I haven't really written anything for two weeks, although I have meant to a few times.
I just don't have anything to say.
The movie Revolutionary Road was quite possibly the worst movie I've seen in the theaters in many years. If it weren't for the Jason Biggs helmed "Loser", I might say ever. There were good performances, don't get me wrong, but the movie was just there. And oh so whiny. Starting about half way through the movie I started visually cheering for Kate Winslet's character April to kill herself. I think this simultaneously cracked up my girlfriend at the time and also made her question who is this crazy person she is sitting with. When she finally does die at the end of the movie (spoiler alert!) due to a self abortion stab wound...well, I was pretty pleased about that development.
I guess the reason that I bring it up is because although the movie kinda sucked, the theme sort of stuck with me. There's this sort of restlessness that boils just beneath the surface for these characters. Everything appears to be perfect on the surface, they've moved out to the burbs, bought a wonderful house, he has a wonderful job. But it's not right. Because Leo's restless, man.

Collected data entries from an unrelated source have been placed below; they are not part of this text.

PR #3386, opened 2024-01-17
Improve performance of gathering the ClassCount metric

ivoanjo:
**What does this PR do?**

This PR tweaks the `ClassCount.available?` method to cache its result.

The result is expected to be always the same for a given Ruby VM, so we don't need to keep checking again and again.

**Motivation:**

While looking at our GitLab test deployments, I noticed that on this big app, calling `ObjectSpace.count_objects` does have some cost (because this method goes through the whole Ruby heap).

I then noticed we _always_ call it twice in a row -- we call `available?` and then call `value`:

image

It's trivial to avoid this, so I decided to open this tiny PR.

**Additional Notes:**

N/A

**How to test the change?**

Existing test coverage is enough :)

**For Datadog employees:**

### DIFF
--- a/gemfiles/jruby_9.2_activesupport.gemfile.lock
+++ b/gemfiles/jruby_9.2_activesupport.gemfile.lock
@@ -11,7 +11,7 @@ GIT
 PATH
   remote: ..
   specs:
-    ddtrace (1.18.0)
+    ddtrace (1.19.0)
       datadog-ci (~> 0.6.0)
       debase-ruby_core_source (= 3.3.1)
       libdatadog (~> 5.0.0.1.0)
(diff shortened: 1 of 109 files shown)


AlexJF (approved):

ekump (approved):

ivoanjo:
Update: Rebased on top of current master to pull in #3387 and get a green CI again.

ivoanjo:
CI is broken... Unrelated to this PR... Again... Fix is in #3390, I'll rebase once it's in master...

ivoanjo:
So it appears that we were missing a few gemfile updates, that our github action pushed into this PR. I've looked into them and they look good. Going ahead and merging this PR.

PR #3392, opened 2024-01-22
Frozen string literals 

TonyCTHsu:
**2.0 Upgrade Guide notes**

🚨 In 2.0, all the strings are frozen. Make sure your code does not mutate them.


lib/datadog/tracing/contrib/qless/integration.rb
```diff
@@ -0,0 +1,43 @@
+# frozen_string_literal: true
+
```
ekump, line 2: Is this file and the qless_job.rb file below supposed to be added back as part of this PR?

marcotc (approved):

PR #3403, opened 2024-01-25
Remove `use` alias for `instrument`

TonyCTHsu:
**2.0 Upgrade Guide notes**

🚨 Breaking change: Remove `use` method for configuration, replace with `instrument`. 

For example

```ruby
Datadog.configure do |c|
  c.tracing.use :mysql2
end
```
to
```ruby
Datadog.configure do |c|
  c.tracing.instrument :mysql2
end
```

### DIFF
--- a/gemfiles/ruby_2.5_graphql_1.12.gemfile.lock
+++ b/gemfiles/ruby_2.5_graphql_1.12.gemfile.lock
@@ -11,7 +11,7 @@ GIT
 PATH
   remote: ..
   specs:
-    ddtrace (1.19.0)
+    ddtrace (1.20.0)
       base64
       debase-ruby_core_source (= 3.3.1)
       libdatadog (~> 5.0.0.1.0)
--- a/gemfiles/ruby_2.6_graphql_1.12.gemfile.lock
+++ b/gemfiles/ruby_2.6_graphql_1.12.gemfile.lock
@@ -11,7 +11,7 @@ GIT
 PATH
   remote: ..
   specs:
-    ddtrace (1.19.0)
+    ddtrace (1.20.0)
       base64
       debase-ruby_core_source (= 3.3.1)
       libdatadog (~> 5.0.0.1.0)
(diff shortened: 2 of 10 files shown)


marcotc (approved):

ivoanjo:
Can we consider leaving this one in? The maintenance cost seems to be very low -- it's one line, and I'm wondering if having this one line is the difference between a lot of customers smooth no-changes-needed upgrade from 1.x to 2.x?

So it seems like a nice win, even if it's slightly "ugly" to keep both.

TonyCTHsu:
> Can we consider leaving this one in?

@ivoanjo , I believe the alias was introduced for backward compatibility at 1.x for 0.x. and  I think it is fair to consider keeping this considered the maintenance cost is low. However, I prefer to remove it because I believe it is also fairly easy to change them in user's configuration.

ivoanjo:
I'll say that in my opinion no changes > easy changes ;)

p-datadog:
If people actually use `use`, it seems that it's removed with no deprecation period leading to errors when these users upgrade 1.0 -> 2.0. Perhaps adding a deprecation warning to master branch advising users to replace `use` with `instrument` would be good?

ekump:
I'm in favor of moving forward with this change. It may seem insignificant, but it does make our public interface and docs less confusing. 

> If people actually use use, it seems that it's removed with no deprecation period leading to errors when these users upgrade 1.0 -> 2.0

Users have to opt-in to a major release and will need to follow the upgrade guide. This change, along with all the other breaking changes shouldn't really surprise anyone. That being said, we should reasonably do what we can to ease the transition.

> Perhaps adding a deprecation warning to master branch advising users to replace use with instrument would be good?

If it is relatively easy to tell if a customer is using the alias, I think this is a good idea.

TonyCTHsu:
PR for the logging deprecation warning: https://github.com/DataDog/dd-trace-rb/pull/3438

PR #3405, opened 2024-01-25
Consolidate Datadog::Core::Configuration::Ext::Transport into Datadog::Core::Configuration::Agent

marcotc:
**2.0 Upgrade Guide notes**

1.x:
```ruby
Datadog::Core::Configuration::Ext::Transport::ENV_DEFAULT_HOST
```

2.0:
```ruby
Datadog::Core::Configuration::Agent::ENV_DEFAULT_HOST
```

**Motivation:**

The constant `ENV_DEFAULT_HOST` was the only constant that resided in a different namespace.

**Additional Notes:**

**How to test the change?**

**For Datadog employees:**


TonyCTHsu (approved):

lib/datadog/core/configuration/ext.rb
```diff
@@ -17,17 +17,12 @@ module Metrics
           ENV_DEFAULT_PORT = 'DD_METRIC_AGENT_PORT'
         end
 
-        # DEV-2.0: This module only exists for backwards compatibility with the public API.
-        # It should be consolidated into the Agent module below.
-        module Transport
-          ENV_DEFAULT_HOST = 'DD_AGENT_HOST'
-        end
-
         module Agent
```
ivoanjo, line 20: I wonder if we should move most of these to the `AgentSettingsResolver`.

My thinking is all, no other component is supposed to know about them -- they're all supposed to use whatever they get told by the resolver to use. :thinking:

The statsd client is a bit of a sore spot as per the [discussion here](https://github.com/DataDog/ruby-guild/issues/96#:~:text=everything%20in%20ddtrace.-,Gaps%20we%20have%20today%3A,-a.%20Some%20settings) -- it was never updated to use the AgentSettingsResolver (which I suspect it should by default? -- at least for the hostname, as the port is different).

ivoanjo (approved):
LGTM :+1:

PR #3406, opened 2024-01-25
HTTP adapter renamed to :http

marcotc:
**2.0 Upgrade Guide notes**

In 1.x:
```ruby
c.tracing.transport_options = proc do |t|
  t.adapter :net_http
end
```

In 2.0:
```ruby
c.tracing.transport_options = proc do |t|
  t.adapter :http
end
```

**Motivation:**

The fact that the HTTP transport currently uses `Net::HTTP` is an implementation detail.

**Additional Notes:**

**How to test the change?**

**For Datadog employees:**

### DIFF
--- a/lib/datadog/core/configuration/ext.rb
+++ b/lib/datadog/core/configuration/ext.rb
@@ -30,7 +30,7 @@ module Datadog
           ENV_DEFAULT_TIMEOUT_SECONDS = 'DD_TRACE_AGENT_TIMEOUT_SECONDS'
 
           module HTTP
-            ADAPTER = :net_http # DEV: Rename to simply `:http`, as Net::HTTP is an implementation detail.
+            ADAPTER = :http
             DEFAULT_HOST = '127.0.0.1'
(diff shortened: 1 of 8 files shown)


ivoanjo:
Hey, I think PR's upgrade notes description is off, since `c.tracing.transport_options` has been removed in #3350 :thinking:

ekump:
>Hey, I think PR's upgrade notes description is off, since c.tracing.transport_options has been removed in https://github.com/DataDog/dd-trace-rb/pull/3350 🤔

@ivoanjo is correct. Users can no longer explicitly set an adapter anymore.

ekump (approved):
Not to be pedantic, but I wonder if `http` is accurate enough since UDS also technically uses http? Perhaps sticking with http is necessary for consistency with other tracers and other datadog docs, so not blocking an LGTM from me.

marcotc:
This change is not really important, so I'll just remove the possibly inaccurate comment instead https://github.com/DataDog/dd-trace-rb/pull/3411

I feel really restless right now.
I have this house, and to be honest, it makes me feel trapped more than anything. I love it; don't get me wrong. I take immense satisfaction in the fact that I own the place I lay my head down in every night. The day of my closing is easily in the top 5 happiest days of my life, probably top 3 even.
But, fuck, man, now what?
If I bolt now, or within the next two years, I am taking a HUGE hit. What I was so foolish about, and I think many others as well, is exactly how much a house really costs. I had no idea about equity. I figured if I paid $20,000 in mortgage payments in two years, I'd be able to sell the house and make a small bit of money. How foolish in retrospect. I pay off a whopping $100 in principle every month, and I'm really getting nowhere to show for it.
I think that under the right circumstances that I would enjoy Syracuse very much, especially now in the summer when the winter is a distant memory that I don't have to worry about for a few more months.
I think that what it boils down to is that I'm going stir crazy from the life I have decided to live the last few months.
Dedication is apparently a double-edged sword.
I have a few things planned for this weekend, so I'm hoping that will alleviate some of the growing tension I have been feeling lately within myself.
Many people will say that a large problem with America these days is that no one has any discipline. Everything and everyone is me! me! me! and now! now! now! I agree with the sentiment, but I'm also realizing that I am falling in to that trap of wanting what I want RIGHT NOW without having to wait for it.
Except that I will. Wait that is.
Looking at my blog it's easy to think that this is driving me crazy and I'm slowly killing myself by being anti-social. That's not exactly true. I just get in a mood every now and then and at the very least it gives me something to write about.
But, hey, at least it's finally starting to feel like summer. I think I just need to relax.